这所院子紧靠路边,墙上还刷了一层白灰,看起来似乎比老姑家原来的房子敞亮。正对着院门的是二层平房,东面还有两间平房当小锅间,西墙下,是一座小小花坛。由于人少,她们只租了下面一层。听说,楼上也没人住,房东只在上面放了些东西。

家里的兄弟都去过老姑的新家,唯我常年在外奔走。趁着探亲的机会,按他们给的地址,一下就找到地方。拍了铁门,姑夫出来了。姑夫说,你老姑还惦记着陈郢的小园地,一早就骑着三轮车过去了。二表哥里屋睡觉,只露出一个囫囵的背。

第二次再来,老姑出去买菜了,姑夫去了市里看病了。院子里只剩下二表哥,坐在屋子前面,静静地看着四角的天空,看着飘来飘去的云朵。这一幕让我想起多年前,他偶尔来我们家的情形。

那时,我家院子的东南角有一棵大槐树,树冠大过寻常一间屋子。树顶常栖着一群鸽子。二表哥每次来,都没人陪他说话。他就坐在门口,默默看着那棵大槐树,几缕阳光透过树梢,洒在他面前的空地上。如果没有人跟他说羊的事,他会一直看到吃饭。家里任何一个人但凡提一句“二宝,你的羊呢”,他一定报之一笑,算是回应,除此之外,再无更多言语。
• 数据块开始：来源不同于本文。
PR #557, opened 2025-05-04
Add link to image on related page

mdashlw:
Similar to other pages like tag changes
image

### DIFF
--- a/lib/philomena_web/templates/image/related/index.html.slime
+++ b/lib/philomena_web/templates/image/related/index.html.slime
@@ -2,9 +2,10 @@
   .block__header
     .block__header__title.hide-mobile
       ' Viewing related images for
-      strong>
-        | #
-        = @image.id
+      = link to: ~p"/images/#{@image}" do
+          strong>
+          | image #
+          = @image.id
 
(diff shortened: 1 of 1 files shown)


lib/philomena_web/templates/image/related/index.html.slime
```diff
@@ -2,9 +2,10 @@
   .block__header
     .block__header__title.hide-mobile
       ' Viewing related images for
-      strong>
-        | #
-        = @image.id
+      = link to: ~p"/images/#{@image}" do
+          strong>
+          | image #
```
Meow, line 7: wrong indentation, needs to be 1 level  higher. Right now this would render as
```
<a href="..."><strong> </strong>image #1234</a>
```

Meow (changes requested):

lib/philomena_web/templates/image/related/index.html.slime
mdashlw: Header links are already bold so removed it

MareStare:
# QA

Link's working fine. Easy accept

image

PR #561, opened 2025-05-05
Refactor separate `delay_home_images`/`staff_delay_home_images` to a single nullable DB column before it's in prod

MareStare:
### Before you begin

---

This is a refactoring as was suggested in https://github.com/philomena-dev/philomena/pull/479#issuecomment-2849692653. The gist is that we make the column nullable and handle the defaulting logic in application code instead.

I added a new migration that removes the two columns that we added in the migration created in https://github.com/philomena-dev/philomena/pull/479, and it re-adds the `delay_home_images` column but as a nullable boolean column with `null` as an implicit default.

I didn't go for re-writing the old migration because updating already applied migrations is a PITA in case if you want to keep your dev env working, so I just added a new migration. This change must be merged before https://github.com/philomena-dev/philomena/pull/479 is applied in prod (cc @Meow)

### DIFF
--- a/lib/philomena/users/user.ex
+++ b/lib/philomena/users/user.ex
@@ -93,8 +93,9 @@ defmodule Philomena.Users.User do
     field :show_hidden_items, :boolean, default: false
     field :hide_vote_counts, :boolean, default: false
     field :hide_advertisements, :boolean, default: false
-    field :delay_home_images, :boolean, default: true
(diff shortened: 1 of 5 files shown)


MareStare:
Closed as per the flaw explained in https://github.com/philomena-dev/philomena/pull/479#issuecomment-2849762371

PR #565, opened 2025-05-09
resize media in media lists without js

Meow:
stolen from the redesign branch

eliminates resizablemedia.js

uses grid for media lists


MareStare:
# QA

Reported in Discord DM, but copying it here to make sure we don't forget to address this.

The featured image with landscape aspect ratio is clipping:

image

On master it looks like this:

image

MareStare:
# QA

It looks like images have some max size that prevents them from growing at some point with the new grid layout. It's as if there is some `max-width` set for the images somewhere.
See the difference between master and this branch below. 

https://github.com/user-attachments/assets/d5853302-f0fb-4c5a-9e4b-26c7f9c292e2

I think the behaviour of scaling on master is fine and should be preserved. It looks weird when the `.media-box` around the image grows, but image stays of the same max size

Meow:
> # QA
> Reported in Discord DM, but copying it here to make sure we don't forget to address this.
> 
> The featured image with landscape aspect ratio is clipping

resolved

> # QA
> It looks like images have some max size that prevents them from growing at some point with the new grid layout. It's as if there is some `max-width` set for the images that's lower than on master. See the difference between master and this branch below.
> 
>  master-branch-grid.mp4 
> I think the behaviour of scaling on master is fine and should be preserved. It looks weird when the `.media-box` around the image grows, but image stays of the same max size

not really a bug? i made it centered though. this "bug" is caused by physical image files being merely 250px on largest side, while the container can be larger than 250px. Old Javascript code ensured the maximum width of the thumb container was 250px and it would never be wider than that. To be honest, images behaving this was is the intended behavior for images whose size is smaller than thumb box (think art that's by itself smaller than 250px). If user has "serve HiDPI thumbnails" option enabled, this issue does not really show up.

assets/css/elements/media.css
```diff
@@ -1,10 +1,39 @@
...
+  grid-gap: var(--padding-small);
+}
+
+.media-list:before {
+  content: "";
+  width: 0;
+  padding-bottom: calc(100% + var(--media-box-header-height));
+  grid-row: 1 / 1;
+  grid-column: 1 / 1;
+}
```
MareStare, line 14: I believe this `:before` plus the `:first-child` on line 34 are not need and can be removed. These are legacy code that doesn't make sense to pull into new code today.

If you do want to keep it, then please add some comments with the explanation, because literally the next person to read/refactor this code will not understand any single bit of it. Code is not kept because "it's sacred" - it's kept only because it solves some problem. If there is no problem to solve - no code is needed. If no reason can be remembered for code to exist - I'd prefer to remove that code and be reminded of it only if someone reports a bug, at which point it will become clear what problem there is, and we may re-view it in a new context again.

MareStare:
# QA

There is some weird layout on the galleries page

image
image

MareStare (commented):
See the last QA item about galleries, otherwise it works, and that's that main thing. Better move fast

MareStare (approved):

PR #567, opened 2025-05-09
Use the actual full resolution 23MB GIF in dev seeds

MareStare:
### Before you begin

---

### DIFF
--- a/priv/repo/seeds_development.json
+++ b/priv/repo/seeds_development.json
@@ -21,7 +21,7 @@
   ],
   "remote_images": [
     {
-      "url": "https://derpicdn.net/img/2015/9/26/988000/thumb.gif",
+      "url": "https://derpicdn.net/img/download/2015/9/26/988000.gif",
       "sources": ["https://derpibooru.org/988000"],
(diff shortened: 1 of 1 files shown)


Meow:
the reason thumb was used was because it doesn't really matter too much for test environment, and download 23MB webm is slow on bad connections, which many people still have. When I was working on Philomena in 2019-2022, I was on 16mbit/sec connection because no ISP wanted to provide a better option for my address because it was "low traffic", and I only got GPON in 2022 after the city ran a municipal project to equip all the households stuck in that situation with fiber.

mdashlw:
> the reason thumb was used was because it doesn't really matter too much for test environment, and download 23MB webm is slow on bad connections, which many people still have. When I was working on Philomena in 2019-2022, I was on 16mbit/sec connection because no ISP wanted to provide a better option for my address because it was "low traffic", and I only got GPON in 2022 after the city ran a municipal project to equip all the households stuck in that situation with fiber.

You already have to download several gigabytes of stuff to run philomena so it's weird trying to save 20 mb

Meow:
Rebuilds. I do them a lot.

PR #580, opened 2025-05-15
Post-refactoring and improving of the new batch tags update flow

MareStare:
There are several changes packed in this single PR

## Zero changes edge case

Fixed this edge case when the user doesn't select any tags to revert at all and clicks on the "Revert selected" button:
image

(this bug should active be in prod too).

## Eliminate redundant preloads

I removed the redundant `:tag` and `:tag_change` (reverse) preloads for the initial `TagChange` select. The inside `Images.batch_update` doesn't need the full `TagChange.Tag` struct, it can simply work with tag_ids lists.

## More info in the flash

Also added the number of actually updated tags to the result of the revert:
image

## TODO

I'll try to add some auto tests for this code


Meow:
You should've asked me why there was mass_revert_tags... I intend to implement per-tag reverts as a mod tool in the future, so that mods can select individual tags to be reverted as opposed to whole batches.

Meow:
Split refactoring / logic fixes, and unit tests, into two separate PRs, this PR is becoming way too large.

PR #592, opened 2025-05-20
Expose Postgres port in docker-compose for connecting via a DB viewer client

MareStare:


Meow:
What's wrong with `psql`

MareStare:
> What's wrong with psql?

`psql` is TUI, while I prefer a GUI solution (especially built-in to VSCode) that always shows you the list of tables on the left that ou can quickly navigate through, provide syntax highlighting, autocompletion, error squiggles etc.

I've changed the default port number for postgres to 5400, with the override configurable via a `.env`

MareStare:
Just want to say, let's not overthink this. This PR was intended as a single line change to allow connecting to the db from an external viewer client. Using a. On 5432 port is fine as long as no developer has anything constantly running on 5400. I could expose the port under a compose profile though, but I don't want to add smth like pgamin to docker compose now.

Would that work for you?

MareStare:
The multi-compose file solution is described here: https://stackoverflow.com/a/73065022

老姑家原来的村子距淮河不到五百米,村子后面就是淮河大坝。老宅的前面是一大片菜园,其他几块庄稼地都在坝子附近。印象中,村子西边的河滩上还有一座废气弃的硫酸厂。河滩茂盛的野草丛,就是二表哥放羊的主阵地。

一群羊,仿佛就成了他的全部寄托。我家到老姑家不到两里路。夏天,小表哥常常带我们去瓜地转上一圈,再溜达到河坝边上玩耍,或是下到淮河里捞乌龙(螺蛳)、掏歪歪(河蚌)。这个时候,二表哥仍然寸步不离地守着他的羊。有时,甚至饭桌上也不见他的影子。

有一次,他来我们家走亲戚,竟然还赶着羊过来。母羊下小羊,他就把母羊放到他住的屋子里,一直守着,直到小羊出生。

除了放羊,家里的粗重农活,二表哥也一直是主力军。

近几年,村子因为规划而拆迁,老姑也举家搬到长淮站老街的一所民房里。说是举家,其实只有三人了,老姑、姑夫和二表哥。家中的两个表哥和一位表姐均已成家,各有去处。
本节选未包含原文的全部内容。